Australia’s Most Infamous Invasive Species Has A Problem With Breeding

Australia’s Most Infamous Invasive Species Has A Problem With Breeding

Cane toads were first released in Australia in 1935 as part of a government program to control the insects attacking the Queensland cane crop. It didn’t work. Ever since, the toads have been spreading across the country, as fast as they can breed. Which would be even faster, if it weren’t for an odd quirk in their mating strategies.
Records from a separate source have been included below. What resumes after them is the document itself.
PR #83, opened 2022-09-27
Useid 401/configure postgres database access

mpanne:
We want to enhance the resilience and scalability of our backend by storing the identification sessions in a PostgreSQL database instead of in-memory. 

* Use Spring Data R2DBC to implement database connection
* Introduce Flyway as database migration tool


src/test/kotlin/de/bund/digitalservice/useid/refresh/RefreshControllerIntegrationTest.kt
```diff
@@ -20,8 +20,7 @@ import java.util.UUID
 private const val AUTHORIZATION_HEADER = "Bearer some-api-key"
 
 @SpringBootTest(webEnvironment = SpringBootTest.WebEnvironment.RANDOM_PORT)
-@Tag("integration")
-class RefreshControllerIntegrationTest(@Autowired val webTestClient: WebTestClient) {
+class RefreshControllerIntegrationTest(@Autowired val webTestClient: WebTestClient) : PostgresTestcontainerIntegrationTest() {
```
pgurusinga, line 23: why does `RefreshControllerIntegrationTest` need to extend `PostgresTestcontainerIntegrationTest` ? is it because of the Controller uses repository?

pgurusinga (approved):

src/test/kotlin/de/bund/digitalservice/useid/identification/IdentificationSessionRepositoryIntegrationTest.kt
```diff
@@ -0,0 +1,72 @@
+package de.bund.digitalservice.useid.identification
+
+import de.bund.digitalservice.useid.persistence.FlywayConfig
+import de.bund.digitalservice.useid.persistence.FlywayProperties
+import de.bund.digitalservice.useid.util.PostgresTestcontainerIntegrationTest
+import org.hamcrest.MatcherAssert.assertThat
+import org.hamcrest.Matchers.equalTo
+import org.hamcrest.Matchers.hasItems
+import org.hamcrest.Matchers.notNullValue
```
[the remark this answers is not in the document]
mpanne: Hamcrest is part of `spring-boot-starter-test`

src/test/kotlin/de/bund/digitalservice/useid/refresh/RefreshControllerIntegrationTest.kt
mpanne: The refresh endpoint uses the `IdentificationSessionService` which relies on the `IdentificationSessionRepository`. Furthermore, the test creates an identification session and fetches a tc token which are both operations that require the mentioned service and repository to work. Hence, either we need a test databse (e.g. by extending `PostgresTestcontainerIntegrationTest`) or we need to mock the service / repository.

src/main/resources/db/migration/V1__Create_Identification_Session_Table.sql
```diff
@@ -0,0 +1,8 @@
+CREATE TABLE identification_session
+(
+    id SERIAL PRIMARY KEY,
+    useid_session_id UUID NOT NULL UNIQUE,
+    refresh_address VARCHAR NOT NULL,
+    request_data_groups VARCHAR(5)[] NOT NULL,
+    eid_session_id  UUID UNIQUE
+);
```
phuesler, line 8: I think we are missing the index to search for useid_session_id and eid_session_id

phuesler (changes requested):
We need to create an index in postgres for the two columns we use to find sessions by. Otherwise the lookup will result in a table scan. This won't matter much with only a few sessions, but can become a problem if the number of sessions increase

src/main/resources/db/migration/V1__Create_Identification_Session_Table.sql
mpanne: I thought about adding those indices but decided against it. The reason was that an index makes inserting and updating an entity slower whilst it speeds up searching for one. We do insert and update as often as we search for entities which is why I though we might not need indices. Furthermore, I read an article which said that adding an index on a column which contains a lot of null values (eidSessionId) is not recommended. Unfortunately it was not explained.

phuesler: Yes, updating of the values/columns that are in the index, which I don't think we do as much. Given this is a session storage and the amount of sessions is likely to be small < 1000 it probably doesn't matter too much at this point and we can always add indices later on. Can you please add a comment to the SQL file about the considerations, because I'm probably not the only one that will jump on this :-)

phuesler: Also, speed wise, everything will be in memory anyways, considering how small the data set is and how we sized the database for production. So I don't think there will be a noticeable performance difference in inserts and updates

mpanne: Ok but if it does not hurt, we could also just add indices instead of a comment.

mpanne: Seems like [PostreSQL automatically creates indices for columns with a unique constraints](https://www.postgresql.org/docs/8.1/sql-createtable.html#SQL-CREATETABLE-NOTES).
> PostgreSQL automatically creates an index for each unique constraint and primary key constraint to enforce uniqueness. Thus, it is not necessary to create an index explicitly for primary key columns. (See [CREATE INDEX](https://www.postgresql.org/docs/8.1/sql-createindex.html) for more information.)

phuesler (approved):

Australia’s Most Infamous Invasive Species Has A Problem With Breeding

Like many invasive species, cane toads face an interesting dilemma. A toad is more likely to be able to find a mate if it stays near its birthplace, but more toads also means a lot more competition for food and other resources. Toads that pull up stakes and move toward the toad-less frontier may have an easier time finding food but a much harder time finding mates. Some studies have shown that the dilemma is shaping cane toad evolution within Australia: toads on the outer edge of their expanding range have evolved longer legs and can travel up to five times faster than their cousins living in more established populations.

According to a new paper in the Biological Journal of the Linnean Society, it turns out that the physical differences associated with cane toad dispersal also affects their ability to make babies. It seems that female cane toads can excel at either walking or breeding, but not both.

University of Sydney biologist Cameron Hudson learned this by comparing the egg masses laid by female toads collected from different regions of Australia. He collected toads from places where they had lived ever since they were first introduced to the continent, as well as places at the front edge of their expanding range. When he injected the females with hormones that made them release their eggs, he found that although both groups of toads laid about the same number of eggs at a time, females from populations that had been established longer were more likely to lay, and would sometimes lay more than one clutch of eggs.

For some still-unknown reason, the females that disperse are not as good at making babies as the females that stay put. With luck, this sort of information could help Australian conservationists pinpoint where to focus their efforts toward cane toad eradication. Or given their luck so far, it might give them a bleak picture of the future, where the fast toads invade, and the slower, more fecund toads fill in the space behind them.

[Hudson et al. 2015]

Pictures: Katja Schulz via Flickr; Toad spread map from Australia DEH (2006)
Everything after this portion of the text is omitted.